Despair and rage among Gaza's youths  By Heather Sharp 
 BBC News, Gaza 

Ten young men sit talking and smoking by the light of a paraffin lamp in a 
basement room.
 
The flags of militant groups - Hamas, Islamic Jihad - flutter outside
among the densely packed cinder-block houses of Gaza's Jabaliya refugee
camp. 
The area is a key haunt of the factions behind the
rocket attacks that Israel's recent assault on Gaza was aimed at
ending. 
Its frustrated, mainly unemployed youths are prime recruitment targets for the 
militants. 
But as the young men, sitting in coats in the unheated room, mull over
Israel's 22-day operation, despair is as common a theme as revenge. 
About half of the group say they have been members of armed groups at some 
point. Others now say they want to join. 
“ I hope an earthquake flattens this place  ” 
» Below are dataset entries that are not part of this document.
PR #1119, opened 2018-11-18
Include a header object param when transforming upload-release-asset's 'Content-Type' and 'Content-Length'

### LINKED ISSUE #1118: Missing `headers` property in `ReposUploadReleaseAssetParams` type definition
There is an error with [`upload-release-asset`](https://github.com/octokit/routes/blob/v15.0.1/routes/repos/releases/upload-a-release-asset.json)'s typings. I didn't find any way of linking to a version of `index.d.ts` so I'll include snippets here.

After installing [`@octokit/rest` v16.0.0](https://www.npmjs.com/package/@octokit/rest/v/16.0.0) and inspecting its `index.d.ts` there can be found at line 21678 this type declaration:
```
export type ReposUploadReleaseAssetParams = {
    url: string;
    /**
     * The file name of the asset. This should be set in a URI query parameter.
     */
    name: string;
    /**
     * An alternate short description of the asset. Used in place of the filename. This should be set in a URI query parameter.
     */
    label?: string;

    file: string | object;
  };
```

There are 2 params missing: [`Content-Type` and `Content-Length`](https://github.com/octokit/routes/blob/v15.0.1/routes/repos/releases/upload-a-release-asset.json#L15-L28). After some digging I saw that the tests included a `headers` object with the [2 missing parameters](https://github.com/octokit/rest.js/blob/v16.0.0/test/integration/release-assets-buffer-test.js#L32-L35)

I later found there is an [exception for `uploadReleaseAsset`](https://github.com/octokit/rest.js/blob/v16.0.0/scripts/lib/get-routes.js#L42-L59) that redefines `Content-Type` and `Content-Length` as `headers.content-type` and `headers.content-length`. 

After that figured out why `headers.content-type` and `headers.content-length` were being ignored when generating typings: 
If there isn't a object parameter `headers` (like [`create-hook`'s `config`](https://github.com/octokit/routes/blob/v15.0.1/routes/repos/hooks/create-a-hook.json#L29-L35)), they'll be treated as childParameters and be ignored when generating types.

My immediate reaction was to see how other header params were being handled elsewhere, but then I realized that [these 2 are the only ones that have `location: 'headers'`](https://runkit.com/embed/j7javgd5dv2g).

I'll submit 2 possible solitions.

mamodom:
Closes #1118 

~~Ignore this pull request if #1120 is merged~~ closes #1120

### DIFF
--- a/scripts/lib/get-routes.js
+++ b/scripts/lib/get-routes.js
@@ -54,7 +54,14 @@ function getRoutes () {
         indexes.forEach(i => endpoint.params.splice(i, 1))
         endpoint.params.unshift(
           Object.assign(contentLengthParam, { name: 'headers.content-length' }),
-          Object.assign(contentTypeParam, { name: 'headers.content-type' })
+          Object.assign(contentTypeParam, { name: 'headers.content-type' }),
+          {
+            name: 'headers',
+            location: 'headers',
+            required: true,
+            type: 'object',
+            description: 'Request headers containing `content-type` and `content-length`'
+          }
         )
       }
 


gr2m:
I’ll merge it locally to combine with #1117

gr2m (approved):
thanks!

Jihad al-Ajramy, 24, Jabaliya refugee camp 
"I used to keep away from military activity," says student Ahmad
al-Khateeb, 21. "I wanted to graduate and leave the country. I was
sometimes afraid of death". 
But now, unable to sit his exams because his ID papers
are buried under the rubble of his home, he says his views have
"completely changed". 
Sports science student Mohammad al-Mukayed, 22, says he
saw three children killed by an airstrike as they played in the street
just meters away from him. 
"They were just pieces of flesh. I wanted to help but I
couldn't. I do think of joining a group. I would rather be killed
defending my land than die like these kids, doing nothing." 
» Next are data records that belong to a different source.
PR #1120, opened 2018-11-18
Generically handle route params with location: 'headers'

### LINKED ISSUE #1118: Missing `headers` property in `ReposUploadReleaseAssetParams` type definition

mamodom:
closes #1118 

Ignore this pull request if #1119 is merged

### DIFF
--- a/scripts/lib/get-routes.js
+++ b/scripts/lib/get-routes.js
@@ -39,7 +39,6 @@ function getRoutes () {
 
     // handle some exceptions. TODO: move this into @octokit/routes
     endpoints.forEach(endpoint => {
-
       const headerParams = endpoint.params.filter(param => param.location === 'headers')
       if (headerParams.length) {
         headerParams.forEach(param => Object.assign(param, { name: `headers.${param.name.toLowerCase()}` }))
--- a/scripts/lib/get-routes.js
+++ b/scripts/lib/get-routes.js
@@ -39,23 +39,18 @@ function getRoutes () {
 
     // handle some exceptions. TODO: move this into @octokit/routes
     endpoints.forEach(endpoint => {
-      // exception for uploadReleaseAssets which passes parameters as header values
-      // see https://github.com/octokit/rest.js/pull/1043
-      if (endpoint.idName === 'uploadReleaseAsset') {
-        const contentLengthParam = endpoint.params.find(param => param.name === 'Content-Length')
-        const contentTypeParam = endpoint.params.find(param => param.name === 'Content-Type')
-        const indexes = endpoint.params.reduce((result, param, i) => {
-          if (['Content-Length', 'Content-Type'].includes(param.name)) {
-            result.unshift(i)
-          }
 
-          return result
-        }, [])
-        indexes.forEach(i => endpoint.params.splice(i, 1))
-        endpoint.params.unshift(
-          Object.assign(contentLengthParam, { name: 'headers.content-length' }),
-          Object.assign(contentTypeParam, { name: 'headers.content-type' })
-        )
+      const headerParams = endpoint.params.filter(param => param.location === 'headers')
+      if (headerParams.length) {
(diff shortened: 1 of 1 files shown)


scripts/lib/get-routes.js
```diff
@@ -39,23 +39,17 @@ function getRoutes () {
...
-          if (['Content-Length', 'Content-Type'].includes(param.name)) {
-            result.unshift(i)
-          }
+      const headerParams = endpoint.params.filter(param => param.location === 'headers')
+      if (headerParams.length) {
+        headerParams.forEach(param => Object.assign(param, { name: `headers.${param.name.toLowerCase()}` }))
 
-          return result
-        }, [])
-        indexes.forEach(i => endpoint.params.splice(i, 1))
```
gr2m, line 54: I used the `indexes` variable so that the parameters remain in the same place. That is relevant for the docs that are also generated from this script.

scripts/lib/get-routes.js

Hassan Abu al-Jeddian, 23, says says he was not
interested in militant activity before the war, and his views have not
changed. 
He says his cousin's head was blown off in an air
strike and describes watching three young boys killed as a car in front
of him was hit, but says simply, "I am a civilian". 
'Living dead'  
With the Israeli blockade of Gaza most of the youths are unemployed and unable 
to leave the crowded strip of land. 
Israel intensified the blockade when Hamas, which it considers a
terrorist organisation, won elections in 2006 and consolidated control
by force a year later. 
With few job opportunities even for those who can afford to study, many young 
people dream of emigrating. 
"We're dead - either by Israeli weapons or as the living dead," says Mohammad 
Abuqammar, 22. 
Rabah Mohanna, a political leader with the Popular Front for the
Liberation of Palestine, one of the smaller militant factions, says the
organisation has seen an in increase in the number of people
volunteering to carry out suicide bombings since the conflict. 
Many of them are young; most have either lost relatives or homes, or seen it 
happen to others, he says. 
But in the face of the massive firepower Israel used, and with the
Palestinians riven by bitter internal divisions, there is
disillusionment too. 
Jihad al-Ajramy, 24, still bears a scar on his cheek
from his two years as a militant, which he says ended when open warfare
broke out between Hamas and the Palestinian Authority-linked Fatah. 
The workshop he used to work in has long since closed as the flow of raw 
materials dried up under the blockade. 
"I used to earn 200 shekels ($50) a day, now I even have to borrow
cigarettes. None of these military factions is helping me. Why would I
join?" 
"During the war, everybody was thinking of fighting, of
revenge, of going back to military action - but what fighting? Fighting
against Israeli F16s?" 
Seeking normal life  
Dr Iyad Sarraj has worked for 30 years as a psychiatrist in Gaza and carried 
out numerous studies. 
He says children who have seen their fathers disempowered often adopt
other figures or power and authority - ultimately the militant fighter
or "martyr". 
Thus, he says, the generation that saw their fathers
beaten by Israeli troops during the stone-throwing of the first
Palestinian intifada grew up to become the suicide bombers of the
second intifada. 
In the recent war, he says, "children lost a father twice" - once as a
provider, as the blockade brought massive unemployment, and once as a
protector. 
"There was no safe place in Gaza at all… fathers were so impotent." 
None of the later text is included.